WORK TASK: From the entries below, copy out all lines holding "argument".

INPUT:
PR #2282, opened 2026-09-08
Set default lock mode in find method

### LINKED ISSUE #2281: Deprecation on EntityManager::find(), use LockMode::NONE
The following deprecation is being reported when upgrading to Doctrine/ORM v3.7.0:
```
User Deprecated: Passing null as lock mode to Doctrine\ORM\EntityManager::find() is deprecated and
will not be possible in Doctrine ORM 4.0, pass LockMode::NONE instead. (EntityManager.php:279 called
by EntityRepository.php:87, https://github.com/doctrine/orm/pull/12548, package doctrine/orm)
```

This is being mentioned on the upgrade document: https://github.com/doctrine/orm/blob/3.7.x/UPGRADE.md#deprecated-passing-null-as-lock-mode

> ## Deprecated passing null as lock mode
> Since LockMode::NONE is now a no-op, passing null as lock mode to EntityManager::find(), EntityManager::refresh() or EntityRepository::find() is deprecated as it is equivalent to passing LockMode::NONE. Omit the argument or pass LockMode::NONE instead.

Should we check the current ORM version here: https://github.com/doctrine/DoctrineBundle/blob/6004c18e61f7755f1d3722a9b584bb4afb55e80b/src/Repository/ServiceEntityRepository.php#L66 and pass LockMode::NONE in case it is null? WDYT?

ruudk:
Fixes #2281

### DIFF
--- a/src/Repository/ServiceEntityRepositoryProxy.php
+++ b/src/Repository/ServiceEntityRepositoryProxy.php
@@ -54,11 +54,11 @@ class ServiceEntityRepositoryProxy extends EntityRepository implements ServiceEn
             ->createResultSetMappingBuilder($alias);
     }
 
-    public function find(mixed $id, LockMode|int|null $lockMode = null, int|null $lockVersion = null): object|null
+    public function find(mixed $id, LockMode|int|null $lockMode = LockMode::NONE, int|null $lockVersion = null): object|null
     {
         /** @psalm-suppress InvalidReturnStatement This proxy is used only in combination with newer parent class */
         return ($this->repository ??= $this->resolveRepository())
-            ->find($id, $lockMode, $lockVersion);
+            ->find($id, $lockMode ?? LockMode::NONE, $lockVersion);
     }
 
     /**


src/Repository/ServiceEntityRepository.php
```diff
@@ -59,11 +59,11 @@ public function createResultSetMappingBuilder(string $alias): ResultSetMappingBu
             ->createResultSetMappingBuilder($alias);
     }
 
-    public function find(mixed $id, LockMode|int|null $lockMode = null, int|null $lockVersion = null): object|null
+    public function find(mixed $id, LockMode|int|null $lockMode = LockMode::None, int|null $lockVersion = null): object|null
```
ruudk: I think we should trigger a deprecation when passing null, can we do that here too?

ruudk:
Then in the next major we can drop the nullability completely.

src/Repository/ServiceEntityRepository.php
greg0ire: Not in a patch release I'd say, but when this is merged up, I guess it's fine.

greg0ire:
```suggestion
    public function find(mixed $id, LockMode|int|null $lockMode = LockMode::NONE, int|null $lockVersion = null): object|null
```

ruudk: Once this is merged, I'll prep a PR for a deprecation in 3.4.x, and then a removal in 4.0

src/Repository/ServiceEntityRepository.php
```diff
@@ -59,11 +59,11 @@ public function createResultSetMappingBuilder(string $alias): ResultSetMappingBu
             ->createResultSetMappingBuilder($alias);
     }
 
-    public function find(mixed $id, LockMode|int|null $lockMode = null, int|null $lockVersion = null): object|null
+    public function find(mixed $id, LockMode|int|null $lockMode = LockMode::NONE, int|null $lockVersion = null): object|null
     {
         /** @psalm-suppress InvalidReturnStatement This proxy is used only in combination with newer parent class */
         return ($this->repository ??= $this->resolveRepository())
-            ->find($id, $lockMode, $lockVersion);
+            ->find($id, $lockMode ?? LockMode::NONE, $lockVersion);
```
ruudk: Should we bump the minimum doctrine/orm too?

greg0ire:
Should this target 2.x?

ruudk:
> Should this target 2.x?

You tell me. Either way, we should bump the minimum required orm also with it.

greg0ire:
You should target 2.x if the deprecation can happen there, then we will merge up. So my real question is: can the deprecation happen there. Bumping the minimum required version in a patch release sounds bad. Alternatively, if this is risky, we can mute the deprecation in a patch release and address it in a minor release.

greg0ire (approved):

dmaicher (approved):

greg0ire:
Thanks @ruudk , I probably won't have time to create the merge up PR until tomorrow, and I don't know how hard it will be. Feel free to beat me to it.

ruudk:
@greg0ire I'm a bit confused now what to do next. Should we deprecate passing null on 3.x and then remove the nullability on 4.x?

stof:
@ruudk yes

greg0ire:
On 3.4.x, yes

PR #2284, opened 2026-09-09
Deprecate passing null as lock mode to ServiceEntityRepository::find()

ruudk:
Follow-up to #2282, as discussed in https://github.com/doctrine/DoctrineBundle/pull/2282#issuecomment-5601843269.

ORM 3.7 [deprecated passing `null` as lock mode](https://github.com/doctrine/orm/pull/12548), and ORM 4.0 will not accept it anymore. #2282 made `ServiceEntityRepository::find()` default to `LockMode::NONE` and normalize an explicitly passed `null`, so that users stop getting an ORM deprecation they cannot act on.

Users who pass `null` themselves still need to hear about it, since the parameter loses its nullability in DoctrineBundle 4.0. This triggers our own deprecation for that case.

Note that the nullability cannot be dropped on `4.0.x` yet: as long as DoctrineBundle 4.0 requires ORM 3 (`"doctrine/orm": "<3.0 || >=4.0"` in `conflict`), the parent `Doctrine\ORM\EntityRepository::find()` still declares `LockMode|int|null $lockMode = null`, and narrowing that in a child class is a fatal error. The removal has to happen in the same change that requires ORM 4.

### DIFF
--- a/UPGRADE-3.4.md
+++ b/UPGRADE-3.4.md
@@ -1,0 +1,14 @@
+UPGRADE FROM 3.3 to 3.4
+=======================
+
+ServiceEntityRepository
+-----------------------
+
+Passing `null` as `$lockMode` to `ServiceEntityRepository::find()` is deprecated
+and will not be possible in DoctrineBundle 4.0. Omit the argument or pass
+`LockMode::NONE` instead.
+
+```diff
+-$repository->find($id, null);
++$repository->find($id);
+```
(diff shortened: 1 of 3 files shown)


greg0ire:
Nice, but let me do https://github.com/doctrine/DoctrineBundle/pull/2285 first, and then you rebase.

greg0ire:
Done, please rebase.

ruudk:
@greg0ire done

greg0ire:
It seems there are CI jobs failing. Please take a look at [this guide](https://www.doctrine-project.org/contribute/#dealing-with-checks-and-tools) for more on how to handle those.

OUTPUT:
> Since LockMode::NONE is now a no-op, passing null as lock mode to EntityManager::find(), EntityManager::refresh() or EntityRepository::find() is deprecated as it is equivalent to passing LockMode::NONE. Omit the argument or pass LockMode::NONE instead.
+and will not be possible in DoctrineBundle 4.0. Omit the argument or pass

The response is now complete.